From Quora:
Viruses have not evolved to become “resistant” to vaccines the way that bacteria have evolved to become resistant to antibiotics. Vaccines don’t attack viruses directly, they just prime our immune systems to do so. Our immune systems and viruses have been battling it out for hundreds of millions of years, and the likelihood that either side could evolve to defeat the other is zero. If it was more than zero, it would already have happened.
That said, there are some viruses (and also bacteria) that pose difficult problems for vaccine development. Here is a good summary:
From Refueling the innovation engine in vaccines. Viruses are in red boxes.

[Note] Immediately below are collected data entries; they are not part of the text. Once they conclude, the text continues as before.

Issue #7138, opened 2026-07-03
scale: cold k8s deploy pays uncached prep + N-times first-boot compile; ~17 min for a 5-service app


udithishanka:
Companion to jaseci-labs/jacBuilder#618 (measured breakdown of a real deploy there). This half covers what jac-scale itself can fix in the #7084 binary-ship model's cold-deploy path.

Measured: a 5-service `sv import` app deployed cold to EKS takes **~17 min** end to end. The same model applies manifests for a 6-service warm fleet in 2m43s (jacBuilder deploy-dev run 28661896401), and the pre-#7084 path (pods pip-installing wheels, work overlapped) handled comparable apps in ~3 min. The cold-path costs:

## 1. Prep is serial and precedes everything

`deploy()` provisions databases early, then does binary fetch, host client build, bundle pack, and PVC seed **serially** before any app manifest is applied. On an operator-style caller (a pod driving KubernetesTarget in-process with fractional CPU) that prep alone is ~8 min; the DB pods sit idle the whole time. The prep does not depend on the DBs -- it could run concurrently with provisioning, and the binary fetch could be cached across deploys instead of re-downloaded.

## 2. Every pod compiles the whole app on first boot

Each of the N service pods runs the full bootstrap: apt for system deps, binary install, `jac install`, then a **first-boot compile of the entire app, independently in every pod** (~8 min for 5 pods to all reach ready, and it repeats on every pod churn until the rt cache PVC warms). The bundle already ships the source; it could ship the **precompiled JIR** too, produced once on the host during prep -- #7118's content-validated precompile cache is exactly this shape and could be reused, so pods validate instead of recompile.

## 3. Bundle is re-seeded in full every deploy

The seeder ships binary + code + client dist to the bundle PVC wholesale each deploy. Content-addressing the bundle (seed only changed entries; the ~200MB binary almost never changes) would cut both seed time and EFS load.

Happy to provide the full timing logs from the measured deploy.

udithishanka:
[...]

PR #7204, opened 2026-07-06
perf(scale): share pip/bun caches across pods via the RWX bundle PVC

MusabMahmoodh:
## What

After the compile fixes, the dominant remaining pod-boot cost (#7138 item 8) is dependency resolution from the network: every pod pip-installs its full closure, and the gateway additionally bun-installs the client packages - **~4 min per pod measured on the EKS benchmark**, re-paid on every boot, restart, and scale-up.

## How

The bundle PVC (RWX, already mounted read-only for unpacking) is now also mounted read-write in the `jac-bootstrap` init container, and `PIP_CACHE_DIR` / `BUN_INSTALL_CACHE_DIR` point into `<pvc>/.cache/`. The first pod warms the cache; every sibling, restart, and redeploy hits it. Wrapped in an `if mkdir` guard: an unwritable PVC silently degrades to today's behavior.

No new infrastructure - it reuses the volume every scale deploy already has.

## Achieved

Downloads collapse to cache reads for all pods after the first (and across redeploys, since the PVC outlives pods). pip still resolves versions, so pinned-dependency correctness is unchanged - only the network fetch disappears.

## Test

One unit test: the bootstrap exports both cache vars behind the mkdir guard, before `jac install`, and mounts the bundle volume.


jac/jaclang/scale/tests/microservices/test_shared_dep_cache.jac
```diff
@@ -0,0 +1,26 @@
...
+    # bun's cache is deliberately NOT shared: thousands of tiny files are
+    # pathological on EFS/NFS; it stays on the pod-local disk.
+    assert "BUN_INSTALL_CACHE_DIR" not in script;
+    # mkdir-guarded (unwritable PVC degrades to plain installs), size-bounded.
+    assert script.index("if mkdir") < script.index("PIP_CACHE_DIR");
+    assert "du -sm" in script;
+    assert script.index("PIP_CACHE_DIR") < script.index("jac install");
+    mounts = [m["name"] for m in ctr["volumeMounts"]];
+    assert BUNDLE_VOLUME_NAME in mounts;
+}
```
kugesan1105, line 26: @Thamirawaran  these kind of sting test needs to be improved with real world e2e test.
instaed of manual testing

kugesan1105:
@Thamirawaran these kind of sting test needs to be improved with real world e2e test.
instaed of manual testing

Issue #6905, opened 2026-06-23
Opt-in ownership & borrow checking for Jac: stratified, lifetime-free ownership over the managed (RC/GC) floor — design + phased plan


marsninja:
## Summary

Add **opt-in, ownership-checked memory management** to Jac, layered *on top of* the existing managed (RC/GC) floor — so a developer can selectively get Rust-style static guarantees (no use-after-move, no aliased mutation, race-free message passing) and native-backend performance (elided refcount traffic, arena allocation) **without** giving up Jac's productivity defaults and **without** lifetime annotations.

Ownership is expressed **at use sites** — on bindings (`own`), in reference expressions (`&`/`&mut`), and in parameter/return types — like Rust, but with one irreducible difference: **Jac's default stays managed**, so the `own` annotation *is* the opt-in.

Framing: ownership annotations are the **static evidence that lets specific values step off the managed floor, value by value** — with GC/RC remaining underneath for everything not proven, and for the entire Object-Spatial (graph) world, which is never borrow-checked.

Full design doc accompanies this work at `docs/proposals/opt-in-ownership-borrow-checking.md` (not yet on `main`). This issue is the self-contained tracking RFC.

## Why now / motivation

- **Native correctness gap.** The native backend uses automatic reference counting (`jaclang/compiler/passes/native/na_ir_gen_pass.impl/refcount.impl.jac`) with **no cycle collector — cyclic native objects leak.**
- **Native performance.** Refcount retain/release traffic is overhead that a static ownership proof can elide; hot loops want arena allocation.
- **Static bug-catching.** Today there is no static protection against use-after-move / aliased mutation for value data.
- **Concurrency/distribution safety.** `flow`/`thread_run` and the distributed graph have no static data-race protection for the payloads they pass.

## The key enabler (why this is tractable)

Jac already has the two hard prerequisites:

1. **A static ownership lattice** — `jaclang/compiler/ownership.jac` already classifies every native expression `OWNED`/`BORROWED`/`STATIC`/`UNKNOWN` to drive RC. Parameters already default to *borrowed*; a rebound parameter is already *promoted to owner* (a move rule in all but name).
2. **A flow-sensitive analysis engine** — a CFG (`passes/main/cfg_build_pass.jac`) plus backward-walk type narrowing with assignment barriers (`type_evaluator.jac`). This is structurally the same machinery a move/borrow checker needs (per-binding state instead of per-binding type).

[...]

PR #7208, opened 2026-07-06
feat(ownership): Phase 0/1 — RC cycle collector + diagnostics-only borrow checker (#6905)

chess10kp:
## Summary

Implements Phases 0 and 1 of the opt-in ownership & borrow checking system described in #6905.

**Phase 0 — Native RC cycle collector**
- Synchronous Bacon–Rajan cycle collector for the native ARC runtime (`cycle_collector.impl.jac`, `trace_fn.impl.jac`)
- Per-type `__rc_trace_<T>` pointer-field enumeration emitted from existing field-layout metadata
- Threshold-triggered trial deletion (mark-gray → scan → collect-white)
- `JAC_GC_CYCLES` env gate + wasm `realloc` adapter
- Test: `cycle_collect_storm.na.jac` builds a native cycle and asserts reclamation

**Phase 1 — Diagnostics-only ownership checker**
- New keywords: `own`, `&`, `&mut` at use sites; `OwnershipKind` SubTag on annotations and `UnaryExpr`
- `OwnershipCheckPass` wired into `get_type_check_sched()`; engages only on annotated bindings
- Errors: `E1301` use-after-move, `E1302` conflicting `&mut`, `E1303` escaping/ambiguous borrow, `E1304` scope-outlives-owner, `E1306` borrow-escaped-through-return
- Borrow-typed and `own` parameters; passthrough-return exception
- Loop-depth move rule; membrane seal-in semantics
- All backends; **no codegen change**

Includes a preview of RC elision (`Symbol.is_proven_unique`) which is replaced by the full `RcElisionProofPass` in Phase 2.

## Test plan
- [x] `pytest jac/tests/compiler/passes/main/test_ownership_check_pass.jac` — all ownership fixtures pass
- [x] `pytest jac/tests/compiler/passes/native/` — cycle collector test passes
- [ ] Un-annotated code produces zero new diagnostics (regression)

Closes part of #6905. Followed by: Phase 2 RC-elision PR, Phase 3 regions/sendability/markers PR.


chess10kp:
Closing as superseded. The Phase 0/1 diagnostics-only borrow checker + RC cycle collector from this branch (originally #6905) already landed on `main` via #7149 and evolved substantially through follow-ups (#7398 packed 32-byte RC header, #7418/#7435 single-source ownership facts, #7453/#7457 nogc enforcement, #7485 `val`→`imm`, #7491/#7494 first-class regions, #7547). Merging `main` into this branch collapses its diff to release-notes only, so there is nothing left to land here.

Note for follow-up: this branch carried 4 late GC fixes (masked color store, per-edge Bacon–Rajan `scan_black`, deferred-free) against the original color-*byte* RC design. `main` has since replaced that with a packed 64-bit color *word*, so those patches don't port directly — if any of them fixed a real bug not covered by the rewrite, it should be reopened as a fresh targeted PR.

None of the viruses in the high-income group are new or have become more-difficult vaccination challenges. They’ve always been hard.
The low-income group is different. These viruses have only emerged in the last decade as public health threats. While I don’t think that viruses are evolving farther or faster than they have in the past, it’s quite possible that they are emerging faster. Several factors could accelerate the emergence of new viruses into human populations: expansion of trade networks, ecological disruption, climate change, and population growth.
But there doesn’t really seem to be any accelerating trend in the discovery of new human viruses.
Discovery curves for human viruses. (a) Virus discovery curve by species. Cumulative number of species reported to infect humans. Statistically significant upward breakpoints are shown (vertical lines). (b) Virus discovery curve by family. Cumulative number of families containing species reported to infect humans. From Human viruses: discovery and emergence
One could argue that there has been a slowdown in new virus emergence since 1990, especially at the family level. Certainly there is no evidence of an explosion of new viruses.
The implication is that our failure to develop vaccines to new viruses is not driven by the biology of viruses but by the failures of markets. Vaccine development is not very profitable, particularly for diseases that primarily afflict low-income countries. Organizations like GAVI are doing much to correct the failures of market-driven drug discovery, but their resources are not equal to the need. We are not being overwhelmed by new threats, we are just responding to them too slowly.